When you submit a job you have to use -t besteffort option of oarsub to specify that this is a besteffort job.

Important : a besteffort job cannot be a reservation.

If your job is of the type besteffort and idempotent (oarsub -t option) and killed by the OAR scheduler then another job is automatically created and scheduled with same behaviours.

Cosystem jobs

This feature enables to reserve some resources without launching any program on corresponding nodes. Thus nothing is done by OAR on computing nodes when a job is starting except on the COSYSTEM_HOSTNAME defined in the configuration file.

This is useful with an other launching system that will declare its time slot in OAR. So yo can have two different batch scheduler.

When you submit a job you have to use -t cosystem option of oarsub to specify that this is a cosystem job.

These jobs are stopped by the oardel command or when they reach their walltime or their command has finished. They also use the node COSYSTEM_HOSTNAME to launch the specified program or shell.

Deploy jobs

This feature is useful when you want to enable the users to reinstall their reserved nodes. So the OAR jobs will not log on the first computer of the reservation but on the DEPLOY_HOSTNAME.

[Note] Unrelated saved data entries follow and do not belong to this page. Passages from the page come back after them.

Issue #457, opened 2024-02-14
More specific handling/detection of Go toolchain versions


matthewhughes934:
**Description:**

The goal is to just have an approach to manage toolchain installs, the following is a suggestion and open to discussion/changes:

* If the user provides a specific version, ensure we use exactly that version (possibly requires setting `GOTOOLCHAIN=local` in the environment, see [docs](https://go.dev/doc/toolchain#select))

So prologue and epilogue scripts are executed on DEPLOY_HOSTNAME and if the user wants to launch a script it is also executed on DEPLOY_HOSTNAME.

OAR does nothing on computing nodes because they normally will be rebooted to install a new system image.

This feature is strongly used in the Grid5000 project with Kadeploy tools.

When you submit a job you have to use -t deploy option of oarsub to specify that this is a deploy job.

Quotas

The administrator can limit the number of resources used by user, job types, project ans queue (or a combination of them). This feature acts like quotas. When one of the defined rules is reached then next jobs will not be scheduled at this time. The scheduler will find another slot when the quotas will be satisfied.

This feature is available in queues which use the scheduler oar_sched_gantt_with_timesharing_and_fairsharing_and_quotas.

The quota rules are defined in /etc/oar/scheduler_quotas.conf.

By default no quota is applied.

Note1: Quotas are applied globally, only the jobs of the type container are not taken in account (but the inner jobs are used to compute the quotas).

Note2: Besteffort jobs are not taken in account except in the besteffort queue.

Desktop computing

If you cannot contact the computers via SSH you can install the desktop computing OAR mode. This kind of installation is based on two programs:

  • oar-cgi : this is a web CGI used by the nodes to communicate with the OAR server via a HTTP server on the OAR server node.
  • oar-agent.pl : This program asks periodically the server web CGI to know what it has to do.

This method replaces the SSH command. Computers which want to register them into OAR just has to be able to contact OAR HTTP server.

In this situation we don’t have a NFS file system to share the same directories over all nodes so we have to use a stagein/stageout solution. In this case you can use the oarsub option stagein to migrate your data.